Во время лапароскопии в августе 2015 г. в брюшной полости выявлены: на париетальной брюшине два узловых округлых образования желтовато-розового цвета, размером 0,5 и 1,5 см (рис. 1); на культе шейки матки узел 2,5 см в области сигмовидной кишки одно большое узловатое образование бобовидной формы желтовато-розового цвета тугоэластической консистенции, размером 8×4×4 см, на стенке кишки узел, интимно спаянный 1,5 см, и рядом с ним 5 мелких узлов по 0,5 см такого же цвета и мягкоэластической консистенции (рис. 2). Кроме того, в области сальника был обнаружен узел диаметром около 3 см (рис. 3). В культе шейки матки находился миоматозный узел плотной консистенции с типичной для миомы структурой размером около 2,5 см (рис. 4).
В ходе операции выполнено удаление всех выявленных узловых образований. Технически это было несложно, так как плотного прикрепления узлов к тканям не было. Только при удалении в области сигмовидной кишки произошло десерозирование кишечника. Дефект зашит.
Миоматозные узлы удалены из брюшной полости через троакары, большие узлы морцеллированы в эндобеге.

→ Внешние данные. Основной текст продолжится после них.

Issue #1191, opened 2017-12-08
Socket Sample - disable buttons when not connected


mikaelm12:
When the client isn't connected all the buttons that require the client to be connected should be disabled.

anurse:
This is just a fix in the sample and should be fairly straightforward JavaScript code in the SocketsSample html pages. Marking up for grabs.

PR #1247, opened 2017-12-21
Update SocketsSample html buttons based on connectivity status

jackjwilliams:
- Update hubs.html buttons disabled prop for load/connect/disconnect/exception cases

Addresses #1191

Because why not?

Also changed connect/disconnect button to enable / disable on a connection.start error.

### DIFF
--- a/samples/SocketsSample/wwwroot/hubs.html
+++ b/samples/SocketsSample/wwwroot/hubs.html
@@ -108,12 +108,32 @@
 
     let connectButton = document.getElementById('connect');
     let disconnectButton = document.getElementById('disconnect');
-    disconnectButton.disabled = true;
+    let broadcastButton = document.getElementById('broadcast');
+    let broadcastExceptMeButton = document.getElementById('broadcast-exceptme');
+    let sendToConnectionButton = document.getElementById('connection-send');
+    let joinGroupButton = document.getElementById('join-group');
+    let leaveGroupButton = document.getElementById('leave-group');
+    let groupMsgButton = document.getElementById('groupmsg');
+    let othersGroupMsgButton = document.getElementById('others-groupmsg');
+    let sendButton = document.getElementById('send');
+
+    function updateButtonState(isConnected) {
+        broadcastButton.disabled = !isConnected;
+        broadcastExceptMeButton.disabled = !isConnected;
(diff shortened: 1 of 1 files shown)


jackjwilliams:
@anurse Yeah I'm not sure why I left those out. The strangest thing started happening when I attempted to reload my project: All the sample projects fail to load with this error:

The SDK 'Microsoft.NET.Sdk.Web' specified could not be found

dotnet --version shows 2.2.0-preview1-007522

global.json in SignalR/ is 2.2.0-preview1-007522

Not sure what I did. I'll have to look more closely later.

anurse:
Try closing all VS instances, running `./build.cmd /t:Restore` and then re-open VS. The `Restore` target *should* be installing the necessary SDKs for you, but something may have been messed up.

Also, open VS from the command prompt in which you run `build.cmd`. That script sets some things in your `PATH` environment variable that VS needs to inherit or it may not be able to find the appropriate SDKs

jackjwilliams:
@anurse Sorry I've had some life things come up, when is code freeze expected for the 2.1 release?

anurse:
No problem at all :). We've got a preview release coming up soon but we haven't branched for that yet. Don't worry about the timelines though, let's just get the PR ready to go and we'll merge it into whatever release is next. This is a sample app, so it's generally not subject to code freezes/escrow periods during our releases.

jackjwilliams:
@anurse Alright I got it running, if anyone else stumbles upon this, your solution of running from the command line works, or swap your stable / pre-release PATH variables around then re-run normally. 

Pre-release
image

Stable
image

anurse:
Ah yes! We've seen that just recently as well. Glad you got it working. Unfortunately (as described in https://github.com/aspnet/SignalR/issues/1298#issuecomment-358035319) we have to use that directory to put pre-release .NET SDKs on the PATH :(.

Thanks for the update!

anurse:
Hey @jackjwilliams . This got left behind a bit as we got busy with some other things, but I've gotten it rebased and it works great. I'm going to open a new PR with the updated branch just to verify that our CI still passes. You'll still get credit for the commit though! Thanks for the contribution!

jackjwilliams:
No problem, thank you!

Послеоперационный период протекал без осложнений, пациентка выписана в удовлетворительном состоянии под наблюдение лечащего врача. Гистологически в микропрепаратах выявлена миома матки, но в одном из микропрепаратов определена мезенхимальная мелкоклеточная опухоль, при этом нельзя исключить гастроинтестинальную стромальную опухоль (GIST). Проведен иммуногистохимический анализ: данных, подтверждающих GIST — нет, лейомиома.
В ходе динамического наблюдения в послеоперационном периоде пациентка отметила значительное уменьшение болевого синдрома, улучшение качества жизни.
Все опасения медицинского сообщества, касающиеся морцелляции, связаны с двумя основными рисками: первый — риск оставления в брюшной полости участков миоматозной ткани с последующим формированием ятрогенных миом; второй — вероятность распространения злокачественной опухоли матки вследствие ее морцелляции в брюшной полости [33].
Снижение данных рисков может быть реализовано, во-первых, путем тщательного интраоперационного контроля как во время морцелляции, так, и на этапе санации брюшной полости, во-вторых, тем, что все пациентки, подлежащие оперативному вмешательству на матке и имеющие риск малигнизации опухоли матки, должны быть полностью тщательно обследованы на предоперационном этапе (УЗИ, МРТ, гистологическое исследование эндометрия), и если риски сохраняются, то должен быть выбран характер оперативного вмешательства, исключающий морцелляцию [34, 35].
* — от англ. morcellation — удаление опухоли или органа по частям.